*** Opening Information provided ***

PR #2114, opened 2016-11-01
(maint) Update beaker to ~3.4, unpin from 2.30.1

kbarber:

### DIFF
--- a/Gemfile
+++ b/Gemfile
@@ -26,6 +26,9 @@ else
 end
 
 group :test do
+  # Add test-unit for ruby 2.2+ support (has been removed from stdlib)
+  gem 'test-unit'
+
   # Pinning for Ruby 1.9.3 support
   gem 'json_pure', '~> 1.8'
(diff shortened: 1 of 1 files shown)


senior:
@kbarber looks like the version bump causes gem conflicts

kbarber:
@senior actually, looks like we need to use a newer ruby on the slaves, let me dig in when I have some time.

rbrw:
May not be quite the same thing, but Wyatt just pinned a gem to fix a similar error in stable and master 39f423d3ffad0ba61169e3411cab65587f8c6f81

kbarber:
@rbrw well, for this PR I'll have to remove the pinning (when we get ruby 2) I guess now so thanks.

kbarber:
I've raised a PR for CI here: https://github.com/puppetlabs/ci-job-configs/pull/2039 with the intent to have it switch to ruby 2.3.1.

kbarber:

PR #2117, opened 2016-11-01
(PDB-3154) pdb_support_guide: add stockpile info

rbrw:


documentation/pdb_support_guide.markdown
```diff
@@ -31,15 +31,78 @@ The terminus resides on the Puppet master and redirects agent data to
...
-be submitted to the database.  Commands may not always be processed in
-the order received, but will ususally be handled in roughly the order
-submitted.  Although "stale" commands might be ignored.  For example,
-older fact sets or catalogs that are still in the queue might be
-dropped when newer ones are received for the same certname.
+The commands sent from the terminus to PDB are likely to be (currently
+always) deferred to a filesystem queue for later processing, at which
+point they will be submitted to the database.  Commands may not always
+be processed in the order received, but will ususally be handled in
+roughly the order submitted, though "stale" commands might be ignored.
```
senior: There's a lot of grey area here, and I'm not sure why. These docs are tied to the version of PDB that we are about to release. In that version, they will always go to disk, and we'll not ignore stale commands. The not processed in order stuff, though technically correct, really it can only happen if we are starting up with a backed up queue. Although it might be worth mentioning at some point, the first few sentences doesn't seem like the right place to me.

On the things that we are planning to change in the near future, it might be worth noting at the end or just leaving out entirely (what if we never get around to it?)

documentation/pdb_support_guide.markdown
```diff
@@ -31,15 +31,78 @@ The terminus resides on the Puppet master and redirects agent data to
...
+For example, older fact sets or catalogs that are still in the queue
+might be dropped when newer ones are received for the same certname.
+
+Previous versions of PDB stored deferred messages in ActiveMQ, which
+conglomerated them in opaque binary files inside `vardir`/mq.  Now PDB
+stores the messages via [stockpile], which records each message as a
+normal file inside `vardir`/stockpile/cmd/q.  Whenever PDB starts up
+it will check to see if it has already migrated older messages from
+ActiveMQ to stockpile, and if not, it will migrate them, and make a
+note not to attempt the migration again.
```
senior: Seems like it's worth referencing the specific file we're dropping. Also a note around removing/renaming the AMQ dir if the users run into issues and just want to discard what they had.

documentation/pdb_support_guide.markdown
```diff
@@ -31,15 +31,78 @@ The terminus resides on the Puppet master and redirects agent data to
...
+rough examinations of the queue.  For example, something like this
+
+    find cmd/q | grep -cE '^cmd/q/[0-9]+-[0-9]+_facts_'
+
+should provide a count of "replace facts" commands in the queue, and
+something like this:
+
+    find cmd/q -printf "%s %p\n" | sort -n | tail
+
+should list the largest commands in the queue.
```
senior: Might be worth talking about how they're plain text and can be examined directly

documentation/pdb_support_guide.markdown
```diff
@@ -31,15 +31,78 @@ The terminus resides on the Puppet master and redirects agent data to
...
+
+You can manually remove command files from the queue, but doing so is
+only recommended when PDB is not running, and while you can add files
+to the queue at any time, they won't be noticed until PDB is restarted
+or reloaded (i.e. receives a HUP signal).
```
senior: Might be good to caveat this as not a typical thing to do, be aware of collisions etc

documentation/pdb_support_guide.markdown
```diff
@@ -31,15 +31,78 @@ The terminus resides on the Puppet master and redirects agent data to
...
+
+As a result of this, PDB expects the `vardir` filesystem to be able to
+handle all of your certnames when encoded as UTF-8 as filenames,
+excepting of course, any characters that are translated to dashes as
+mentioned above.
+
+PDB also expects the `vardir` filesystem to be able to handle
+filenames up to a maximum of 255 bytes, although the actual queue
+message filename lengths will depend on your certnames.  Filesystems
+like ext4 and xfs should work fine.
```
senior: Might not be a bad idea to talk about our tmp-* files as well

documentation/pdb_support_guide.markdown
rbrw: Handled in the previous paragraph.

documentation/pdb_support_guide.markdown
rbrw: Added below.

PR #1, opened 2020-04-24
First export apprach

TheKeymaster:
* Running this will just create a CSV based on some static data.
* This is more of a documentation on how we want the structure to look like, than an actual implementation.


TheKeymaster:
Closed in favor of #5.

PR #2, opened 2020-05-06
Plenty 235 additional data

RimantasAdeoWeb:


src/Response/Collection/EntityCollection.php
```diff
@@ -107,22 +107,24 @@ private function callGetter(Entity $entity, string $property)
...
+            foreach ($value as $item) {
+                if (!$this->isCriteriaMatching($criteria, $item)) {
+                    continue;
+                }
+
+                return true;
+            }
+
+            return false;
+        } elseif ($value instanceof Entity) {
```
TheKeymaster, line 120: Nice :+1:!

src/Response/Entity/Attribute.php
```diff
@@ -0,0 +1,170 @@
...
+        $this->amazonAttribute = (string)$data['amazonAttribute'];
+        $this->fruugoAttribute = (string)$data['fruugoAttribute'];
+        $this->pixmaniaAttribute = (int)$data['pixmaniaAttribute'];
+        $this->ottoAttribute = (string)$data['ottoAttribute'];
+        $this->googleShoppingAttribute = (string)$data['googleShoppingAttribute'];
+        $this->neckermannAtEpAttribute = (int)$data['neckermannAtEpAttribute'];
+        $this->typeOfSelectionInOnlineStore = (string)$data['typeOfSelectionInOnlineStore'];
+        $this->laRedouteAttribute = (int)$data['laRedouteAttribute'];
+        $this->isGroupable = (bool)$data['isGroupable'];
+        $this->updatedAt = (string)$data['updatedAt']; //Undocumented
```
TheKeymaster, line 72: I guess we can remove this comment. This is probably automatically added by Laravel, which Plentymarkets uses internally as their backend.

src/Response/Entity/Property.php
```diff
@@ -0,0 +1,225 @@
...
+    /** @var mixed */
+    private $availabilities;
+
+    /** @var Name[] */
+    private $names = [];
+
+    /** @var Option[] */
+    private $options = [];
+
+    /** @var mixed */
```
TheKeymaster, line 51: It is probably some sort of array. I think it is better that we just add `array` as typehint.

src/Response/Entity/Property/Amazon.php
```diff
@@ -0,0 +1,91 @@
...
+
+    /** @var string */
+    private $createdAt;
+
+    /** @var string */
+    private $updatedAt;
+
+    public function __construct(array $data)
+    {
+        //Undocumented - the properties may not match the received data exactly
```
TheKeymaster, line 34: I do not know if a code style rule for that exists, but we have made a decision a long time ago that all comments regardless of their length should always use the `//` syntax and must have a space before the comment text. E.g.

```php
class AwesomeClass
{

    public function niceFunction()
    {
        // This is a long comment. It does not exceed 120 characters. Once it would the text will be
        // moved into a new line. Additionally comments always start with a capital letter and
        // always use the `//` syntax, no matter how long the comment is.
    }
}
```

TheKeymaster: Also I would add such notices to the respective getters. This way someone that is using this class to get these contents, will know about it.

Please adapt all your comments regarding this information. This also may apply to all getters of a class (e.g. `Property`).

src/Response/Entity/Property/Selection/Relation.php
```diff
@@ -0,0 +1,115 @@
...
+
+    /** @var RelationValue[] */
+    private $relationValues = [];
+
+    public function __construct(array $data)
+    {
+        //Undocumented - the properties may not match the received data exactly
+        $this->id = (int)$data['id'];
+        $this->propertyId = (int)$data['propertyId'];
+        $this->relationTypeIdentifier = $data['relationTypeIdentifier']; //Unknown type - received only null values
```
TheKeymaster, line 41: An identifier is typically an `int`. I am pretty sure here, as we also used this in the current plenty REST exporter. So that one would be `?int`, as a relation is not mandatory in this case.

src/Response/Entity/SalesPrice/CustomerClass.php
```diff
@@ -0,0 +1,61 @@
...
+            'updatedAt' => $this->updatedAt
+        ];
+    }
+
+    public function getSalesPriceId(): int
+    {
+        return $this->salesPriceId;
+    }
+
+    public function getCustomerClassId(): int
```
TheKeymaster, line 47: Can we change the property and this getter to just `id`/`getId`, since we are already inside of `CustomerClass`, and we do not need to repeat the context.

src/Response/Entity/VatConfiguration.php
```diff
@@ -0,0 +1,153 @@
...
+    {
+        $this->id = (int)$data['id'];
+        $this->countryId = (int)$data['countryId'];
+        $this->taxIdNumber = (string)$data['taxIdNumber'];
+        $this->startedAt = (string)$data['startedAt'];
+        $this->invalidFrom = !is_null($data['invalidFrom']) ? (string)$data['invalidFrom'] : null;
+        $this->locationId = (int)$data['locationId'];
+        $this->marginScheme = (string)$data['marginScheme'];
+        $this->isRestrictedToDigitalItems = (bool)$data['isRestrictedToDigitalItems'];
+        $this->isStandard = (bool)($data['isStandard'] ?? false); //documentated as bool, however nothing was returned during testing
```
TheKeymaster, line 57: At this point I just want to thank Plentymarkets that they add documentation for things that do not exist but also thank them for not providing any documentation for things that do exist. We have so many classes where Plenty just does not provide any documentation. How sad.

tests/Response/Collection/ItemPropertiesResponseTest.php
```diff
@@ -0,0 +1,94 @@
...
+
+class ItemPropertiesResponseTest extends TestCase
+{
+    use ResponseHelper;
+
+    private $response;
+
+    private $propertiesResponse;
+
+    public function setup(): void
```
TheKeymaster, line 21: The method is actually called `setUp`. I have seen you have used `setup` in multiple places. Please change it in all tests to match `setUp`.

src/Response/Entity/SalesPrice/CustomerClass.php
RimantasAdeoWeb: That is literally the name this property is returned as though. Are you sure about this?

src/Response/Entity/Property/Selection/Relation.php
RimantasAdeoWeb: I'm assuming it's the same for relationTargetId, right? Casting that to int as well.

src/Response/Entity/SalesPrice/CustomerClass.php
TheKeymaster: Yes I also did this for the category. It is just easier to read and as an implementer you use your IDE to get the things that you need anyway. If you want to know where the data comes from at any point, you can always go ahead and check the implementation.

src/Response/Entity/Property/Selection/Relation.php
TheKeymaster: Yes makes sense.

PR #5, opened 2020-06-16
Plenty 240 csv wrapper

RimantasAdeoWeb:


src/RegistryWarmer.php
```diff
@@ -0,0 +1,243 @@
...
+use FINDOLOGIC\PlentyMarketsRestExporter\Response\Collection\SalesPriceResponse;
+use FINDOLOGIC\PlentyMarketsRestExporter\Response\Collection\AttributeResponse;
+use FINDOLOGIC\PlentyMarketsRestExporter\Response\Collection\ManufacturerResponse;
+use FINDOLOGIC\PlentyMarketsRestExporter\Response\Collection\ItemPropertyResponse;
+use FINDOLOGIC\PlentyMarketsRestExporter\Response\Collection\UnitResponse;
+use GuzzleHttp\Client as GuzzleClient;
+use InvalidArgumentException;
+use Psr\Log\LoggerInterface;
+
+class RegistryWarmer
```
TheKeymaster, line 42: `RegistryWarmer` => `RegistryService`. This way we are not limited to only warming up the registry. Maybe we want to add some helper methods or something here in the future.

src/RegistryWarmer.php
```diff
@@ -0,0 +1,243 @@
...
+        ?Registry $registry = null
+    ) {
+        $this->internalLogger = $internalLogger;
+        $this->customerLogger = $customerLogger;
+        $this->config = $config;
+        $this->client = $client ?? new Client(new GuzzleClient(), $config, $internalLogger, $customerLogger);
+        $this->registry = $registry ?? new Registry();
+    }
+
+    public function warmUpRegistry(): void
```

*** Closing Information provided ***

Exercise details: Copy out every line of the listing that contains the string "older".

Completed exercise:
-older fact sets or catalogs that are still in the queue might be
+For example, older fact sets or catalogs that are still in the queue
+it will check to see if it has already migrated older messages from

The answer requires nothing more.